**Your instructions:**
Which lines run from the line with "Thanks for the PR!" through the line with "[Feature Request]Parent join support" in the entries below? Print them exactly, both ends included, and nothing more.

[Saved entries]

PR #3055, opened 2023-09-12
Small refactoring of inverted lists

alexanderguzhva:


faiss/invlists/OnDiskInvertedLists.cpp
```diff
@@ -524,7 +524,7 @@ void OnDiskInvertedLists::free_slot(size_t offset, size_t capacity) {
         it++;
     }
 
-    size_t inf = 1UL << 60;
+    size_t inf = 1ULL << 60;
```
mdouze, line 527: should be (size_t)1 << 60. UL/ULL is too platform deopendent

PR #3089, opened 2023-10-11
use precomputed norms for raft brute_force knn calls

benfred:


mdouze:
could you give some context?

mdouze:
Would it be possible to support this for incremental adds?

benfred:
> Would it be possible to support this for incremental adds?

@mdouze  This is already supported here in the `RaftFlatIndex` class here with this change.  This class subclasses the `FlatIndex` class - that supports incremental adds, and keeps the precomputed norms for the index up to date when new data is added to the index via the `FlatIndex::add` code.   We're using these precomputed norms here - and this functionality is being tested here https://github.com/facebookresearch/faiss/blob/9bb6b4be0d95042d10beba65706cacc234592128/faiss/gpu/test/test_raft.py#L55-L63

mdouze:
Thanks for the clarification! Importing to internal version...

faiss/gpu/GpuDistance.cu
```diff
@@ -236,89 +236,84 @@ void bfKnn(GpuResourcesProvider* prov, const GpuDistanceParams& args) {
         raft::device_resources& handle = res->getRaftHandleCurrentDevice();
         auto stream = res->getDefaultStreamCurrentDevice();
 
-        idx_t dims = args.dims;
-        idx_t num_vectors = args.numVectors;
-        idx_t num_queries = args.numQueries;
+        int64_t dims = args.dims;
```
algoriddle, line 239: @benfred Can you clarify why you're changing these to int64_t?

Issue #3086, opened 2023-10-10
Documentation errors


Pe4enIks:
# Summary

The documentation contains errors.

The [IndexPQ](https://faiss.ai/cpp_api/struct/structfaiss_1_1IndexPQ.html) constructor has duplicate parameter descriptions, metric parameter description doesn't exist.

```
IndexPQ(int d, size_t M, size_t nbits, MetricType metric = METRIC_L2)
  Constructor.
  
  Parameters:
  - d – dimensionality of the input vectors
  - M – number of subquantizers
  - nbits – number of bit per subvector index
  - d – dimensionality of the input vectors
  - M – number of subquantizers
  - nbits – number of bit per subvector index
```

Should I write about this here, or maybe fill in a form that I haven't found yet, because there are several such bugs.?

mdouze:
Right, this is because the doc is duplicated in Doxygen. 

https://github.com/facebookresearch/faiss/blob/main/faiss/IndexPQ.h#L28

If you want to fix it, please submit a PR. Thanks!

PR #3092, opened 2023-10-12
Documentation fixes

Pe4enIks:
As a follow-up to this issue #3086, I've fixed some bugs in the doxygen-generated documentation.

### DIFF
--- a/faiss/IndexFlatCodes.h
+++ b/faiss/IndexFlatCodes.h
@@ -34,13 +34,6 @@ struct IndexFlatCodes : Index {
 
     void reset() override;
 
-    /** Reconstruct vectors i0 to i0 + ni - 1
-     *
-     * this function may not be defined for some indexes
-     * @param i0          index of the first vector in the sequence
-     * @param ni          number of vectors in the sequence
-     * @param recons      reconstucted vector (size ni * d)
-     */
     void reconstruct_n(idx_t i0, idx_t ni, float* recons) const override;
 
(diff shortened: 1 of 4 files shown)


faiss/IndexFlatCodes.h
```diff
@@ -34,7 +34,13 @@ struct IndexFlatCodes : Index {
 
     void reset() override;
 
-    /// reconstruction using the codec interface
+    /** Reconstruct vectors i0 to i0 + ni - 1
+     *
```
mdouze, line 38: please move this doc to the parent as it applies to all children

faiss/IndexPQ.h
```diff
@@ -26,10 +26,6 @@ struct IndexPQ : IndexFlatCodes {
     ProductQuantizer pq;
 
     /** Constructor.
```
mdouze, line 28: if there is a choice, please priviledge putting the doc in a /** */ in front of the function rather than inline (inline is worse with multi-line doc)

mdouze (commented):
Thanks for the PR! Please consider my comments below.

faiss/IndexFlatCodes.h
Pe4enIks: Got it, it confused me a bit because Index.h already has this doc, so I think I should just remove the inline doc.

mdouze:
Thanks! importing to internal Faiss.

PR #3139, opened 2023-11-22
fix swig ownership when assigning to struct pointer field

mdouze:
Summary: When faiss is called from SWIG, it is usually assumed that Python will do all the memory management, therefore assigning to a pointer in C++ should not transfer ownerhsip (default SWIG behavior). This diff fixed that.

Differential Revision: D51529085


junjieqi:
@mdouze do we still need this one?

mnorris11:
Even though the final assert fails since the ownership disappears, it seems like the memory does not increase. This typemap looks right to me when I test it. We can discuss on next steps.

Issue #3087, opened 2023-10-10
[Feature Request]Parent join support


heemin32:
# Summary
Similar to what the Lucene does in https://github.com/apache/lucene/pull/12434, I would like to see parent join support in Faiss.

For example, search method accepts [bitset](https://github.com/benwtrent/lucene/blob/e14327288e61dacd278b748f332d907758c07b26/lucene/core/src/java/org/apache/lucene/util/BitSet.java#L27) parameter which contains parent id of child in the graph. Then, result is deduped per parent during graph navigation.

**Written response:**
Thanks for the PR! Please consider my comments below.

faiss/IndexFlatCodes.h
Pe4enIks: Got it, it confused me a bit because Index.h already has this doc, so I think I should just remove the inline doc.

mdouze:
Thanks! importing to internal Faiss.

PR #3139, opened 2023-11-22
fix swig ownership when assigning to struct pointer field

mdouze:
Summary: When faiss is called from SWIG, it is usually assumed that Python will do all the memory management, therefore assigning to a pointer in C++ should not transfer ownerhsip (default SWIG behavior). This diff fixed that.

Differential Revision: D51529085


junjieqi:
@mdouze do we still need this one?

mnorris11:
Even though the final assert fails since the ownership disappears, it seems like the memory does not increase. This typemap looks right to me when I test it. We can discuss on next steps.

Issue #3087, opened 2023-10-10
[Feature Request]Parent join support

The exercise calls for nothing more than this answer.